To avoid these issues, flushing of that internal buffer is disabled while the current WAL is sent to a REPLICA instance. To get all the data necessary for the synchronization, the replication thread reads the content directly from the WAL file, then reads how many bytes are written in the buffer and copies the data to another location. Then the flushing is enabled again, and the transaction is replicated using the copied buffer. Because the access to the internal buffer was not blocked, new data can be written. The content of the buffer (including any new data) is then written in a new WAL file that will be sent in the next synchronization process.

Fixing timestamp consistency

Timestamps are used to compare the state of the REPLICA instance in comparison to the MAIN instance.

At first, we used the current timestamp without increasing its value for global operations, like creating an index or creating a constraint. By using a single timestamp, it was impossible to know which operations the REPLICA had applied because sequential global operations had the same timestamp. To avoid this issue, a unique timestamp is assigned to each global operation.

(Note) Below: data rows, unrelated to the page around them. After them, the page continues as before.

PR #5051, opened 2026-09-16
fix(tracing): retry rate-limited trace exports (Fixes #5023)

### LINKED ISSUE #5023: BackendSpanExporter drops the whole batch on HTTP 429 instead of retrying with Retry-After
### Please read this first

- **Have you read the docs?** Yes: [Tracing](https://openai.github.io/openai-agents-python/tracing/) and the `BackendSpanExporter` reference.
- **Have you searched for related issues?** Yes. #4683 / #4711 cover retries being disabled after shutdown, #4983 covers a non-serializable value dropping a batch, #5008 covers the endpoint. None covers how the exporter classifies HTTP status codes.

### Describe the bug

`BackendSpanExporter._export_with_deadline()` treats every `4xx` response as final:

```python
# If the response is a client error (4xx), we won't retry
if 400 <= response.status_code < 500:
    logger.error("[non-fatal] Tracing client error %s: %s", ...)
    break
```

That includes `429 Too Many Requests`. A single rate-limited response from `/v1/traces/ingest` discards the whole batch, up to `max_batch_size` (128) traces and spans, with no retry and without looking at `Retry-After`. The run itself succeeds, so the only symptom is a gap in the dashboard and one `[non-fatal]` log line. The same applies to `408` and `409`, which the OpenAI Python client (`_base_client._should_retry`) retries together with `429` and `5xx`; the exporter only mirrors the `5xx` half of that policy.

The export path already has everything needed to retry: `max_retries`, `base_delay`, `max_delay`, the backoff loop, and `agents.models._retry_runtime.parse_retry_after_value` / `parse_retry_after_ms` for the header.

### Debug information

- Agents SDK version: `main` at `fbf59a40` (also 0.22.0)
- Python version: 3.10.12
- Operating system: Linux
- Model and model provider: none needed; `httpx2.Client` is patched
- Does the issue occur consistently or intermittently? Consistently for any 429

```text
ERROR:openai.agents:[non-fatal] Tracing client error 429. Response data is redacted.
post calls: 1
```

### Repro steps

```python
import logging

from agents.tracing.processors import BackendSpanExporter
from agents.tracing.span_data import CustomSpanData

logging.basicConfig(level=logging.WARNING)

with patch("httpx2.Client") as client:
    limited = MagicMock(status_code=429, headers={"retry-after": "1"})
    limited.text = '{"error": {"message": "Rate limit reached"}}'
    ok = MagicMock(status_code=200)
    client.return_value.post.side_effect = [limited, ok]

    exporter = BackendSpanExporter(api_key="sk-test", max_retries=3, base_delay=0.1)
    span = SpanImpl(
        trace_id="trace_1",
        span_id="span_1",
        parent_id=None,
        processor=MagicMock(),
        span_data=CustomSpanData(name="probe", data={}),
        tracing_api_key=None,
    )
    exporter.export([span])
    print("post calls:", client.return_value.post.call_count)  # 1: the batch is gone
```

### Expected behavior

`408`, `409` and `429` are retried with the existing backoff up to `max_retries`, waiting at least the advertised `Retry-After` / `retry-after-ms` (bounded by `max_delay`), the way the OpenAI client and the SDK's own model retry helpers already treat these statuses. Other `4xx` responses stay non-retried. In the script above the second call succeeds and `post calls` is 2.

A fix with regression tests is ready and I will attach it right away.

jaideeppyne:
## Summary
- `BackendSpanExporter` treated every `4xx` as final, so an HTTP `429` from `/v1/traces/ingest` discarded the whole batch (up to `max_batch_size`) with no retry and no `Retry-After` handling.
- Retry `408`, `409`, and `429` through the existing backoff loop (up to `max_retries`), honouring `Retry-After` / `retry-after-ms` via the shared `_retry_runtime` parsers (lazy import), bounded by `max_delay`.
- Honour an explicit `x-should-retry: false` veto so classification matches `get_openai_retry_advice` / the OpenAI client's `_should_retry`. Other `4xx` responses stay non-retried.

Fixes #5023.

## Notes for reviewers
The fork is behind `openai/main` (cannot sync: OAuth token lacks `workflow` scope after upstream added CodeQL workflows). The branch updates only `processors.py` and `test_trace_processor.py` to match current `main` plus this fix. The substantive change is the retry classification + tests around `_export_with_deadline`; please focus the review there.

## Test plan
- [x] Regression tests for `408`/`409`/`429` retries, recovery on second attempt, `Retry-After` (seconds / ms / over `max_delay` / unparsable / negative), and `x-should-retry: false`
- [ ] `pytest tests/test_trace_processor.py tests/tracing`
- [ ] Existing non-retry `4xx` and `5xx` retry tests still pass


jaideeppyne:
Closing: branch was based on a stale fork tip and conflicts with main (could not sync fork — OAuth token lacks `workflow` scope). Will reopen with a minimal mergeable patch.

PR #5059, opened 2026-09-16
fix(core): keep str(RunResult) working after release_agents plus GC

MohammadHijjawi97:
### Summary

`release_agents()` is meant to drop strong agent refs so the agent graph can be collected. `repr(result)` and `dataclasses.asdict(result)` already survive that path. `str(result)` still went through `pretty_print_result`, which reads `last_agent.name` and raises `AgentsException` once the weakref is gone.

Pretty-print now treats a released agent as `<released>` instead of crashing, so logging or printing a result after cleanup still works. Streaming results use the same helper.

### Test plan

- [x] Added `test_run_result_str_after_release_agents_and_gc`
- [x] Existing release_agents repr/asdict test still passes
- [x] `python -m pytest tests/test_result_cast.py::test_run_result_str_after_release_agents_and_gc tests/test_result_cast.py::test_run_result_repr_and_asdict_after_release_agents`

### Checks

- [x] I've confirmed the focused tests above pass


seratch:
Thanks for the contribution. I confirmed the exception after release_agents() and garbage collection, but on reconsideration I do not think the report establishes a need to extend the post-release display contract. Callers can capture the formatted result before releasing the agent graph, log final_output, or use repr(result) for diagnostics.

I am going to close this PR for now, and withdraw the earlier request to narrow the helper as a condition for merging. Matching repr/asdict behavior alone does not demonstrate a workflow those existing options cannot support. We can reconsider if a concrete integration requires formatting the complete result after the graph has been collected.

MohammadHijjawi97:
Thanks for looking at this and for confirming the exception. Agreed that this does not need to extend the post-release display contract. Callers can format the result before release_agents(), log final_output, or use repr(result). Happy to leave it closed.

As replicas allow read queries, each of those queries was assigned with its own timestamp. Those timestamps caused issues when the replicated write transactions were assigned an older timestamp. A read transaction would return different data from the same read query if a transaction was replicated between those two read transactions which obstructed the snapshot isolation. To avoid this problem, the timestamp on REPLICA instances isn't increased because the read transactions don't produce any changes, so no deltas need to be timestamped.

Incompatible instances

To avoid issues when the durability files of two different database instances are stored in the same folder, a unique ID is assigned to each storage instance. The same ID is then assigned to the durability files. Replication uses the instance ID to validate that the files and the database are compatible.

A unique ID epoch_id is also assigned each time an instance is run as the MAIN instance in the replication cluster to check if the data is compatible for replication. The epoch_id is necessary when the original MAIN instance fails, a REPLICA instance becomes a new MAIN, and after some time, the original MAIN instance is brought back online. If no transactions were run on the original MAIN instance, the difference in timestamps will indicate that it is behind the new MAIN, and it would be impossible to set the original MAIN-REPLICA relationship. But if the transactions were run on the original MAIN after it was brought back online, the timestamp would be of no help, but the epoch_id would indicate incomparability, thus preventing the original MAIN from reclaiming its original role.